I have the HIDs in my car, I have a drl convertor and they work fine in my car. The ballast I got from a car shop near me had the drl built in


----------



## Braydon (Jul 3, 2015)

So how does that work does it basically dim the hid bulb?


----------



## cruzerli (Mar 14, 2015)

Dims them a little, more or less gets rid of a humming nose that you would have if you didnt have it. They also are connected to my battery, that way they get enough power so they burn out faster too. When i had them first installed one light blew out in 2 days because it wasnt connected to the battery.


----------



## Two7elevens (Apr 26, 2014)

I don't exact know but my hid's are basically my DRL and the turn signal / parking lights are only on when you put the lights on manually as oppose to stock where main headlights are off and turn signal / parking lights are on as DRL. 

I got retrofits on mine. 
Specs are D2S hids, Q5-R projectors and Apollo 2.0 shrouds. It fills in the housing nicely.


----------



## ChevyGuy (Dec 13, 2014)

Two7elevens said:


> as oppose to stock where main headlights are off and turn signal / parking lights are on as DRL.


Maybe Canada is different, but that's not how stock US DRLs work.

I think the way to solve the DRL problem is to buy some LED DRLs. Maybe something like this. That's just one selection, there are others. Frankly, headlights as DRL is too retro for my taste. I think it's lame.
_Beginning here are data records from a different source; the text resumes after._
PR #564, opened 2021-11-08
Langevin Stein Kernel

JonathanWenger:
# In a Nutshell
Adds Langevin Stein kernels and some quadrature test problems.

# Detailed Description
Langevin Stein kernels are characterized by the property that their kernel mean embedding can be chosen arbitrarily. This property is particularly useful for Bayesian quadrature where kernel mean embeddings are needed to compute a belief over the integrand.

### TODO
- [ ] Tests
- [ ] Test problems


JonathanWenger:
@fxbriol Could you link the website with the test functions for quadrature, that you mentioned offline?

fxbriol:
This website: https://www.sfu.ca/~ssurjano/integration.html has the "Genz test functions". This is a set of six test functions each with different challenges for numerical integration. The advantage of these test functions is that they are defined for some arbitrary dimension d (so you can try your methods in high dimensions!) and each have a parameter controlling the difficulty of integrating them (basically this parameter reinforces the features that make them challenging to integrate). On top of this, regardless of the value of d or of this parameter, we have a closed form value of the integral when integrating against the Lebesgue measure. 

The website has some code in Matlab or R for each of these, but not Python. However, I think I have some code for them somewhere. I will try to find it.

mmahsereci:
hey, just jumping in real quick. For the test problems, let's open another PR as it is quite separate from the Stein Kernels. I know it may seem not necessary for this one PR, but let's keep the standards high in this codebase. Pinging @JonathanWenger @fxbriol .

JonathanWenger:
Closing this due to inactivity for now.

Then, you'll need to add a relay that prevents any power from reaching the headlights unless the parking lights are also on. That removes the DRL from the headlight.


----------



## Braydon (Jul 3, 2015)

Yea guys with the research that I have done I decided that I need to get a capacitor that will give the headlights a full 12v. It will basically just keep the HIDs on all the time but it allows me to keep the switch on auto. I'm going to have all my supplies to do the retrofit this week so I'm going to try to make a tutorial on how to install them.


----------



## Two7elevens (Apr 26, 2014)

Braydon said:


> Yea guys with the research that I have done I decided that I need to get a capacitor that will give the headlights a full 12v. It will basically just keep the HIDs on all the time but it allows me to keep the switch on auto. I'm going to have all my supplies to do the retrofit this week so I'm going to try to make a tutorial on how to install them.


Are you gonna use the OEM lights ? The shop that did my retros said they were a pita and ended up ordering aftermarket replacement ones lol.


----------



## Braydon (Jul 3, 2015)

Yea I was going to try OEM but everything I've read about the pain in the ass permaseal has caused me to go with aftermarket headlights which should be here today.


----------



## Two7elevens (Apr 26, 2014)

Braydon said:


> Yea I was going to try OEM but everything I've read about the pain in the ass permaseal has caused me to go with aftermarket headlights which should be here today.


Nice. Can't wait to see the finished product ?


----------



## Braydon (Jul 3, 2015)

They are in but I had some issues that I'm still trying to work out. I think the right hand side bulb is not working correct it's about half as bright as the driver side. I broke a piece in my driver side assembly so it doesn't want to raise higher than 2 feet so I need to figure something out to fix that. Other than that they look awesome and mean! Ill post pictures today or tomorrow.


----------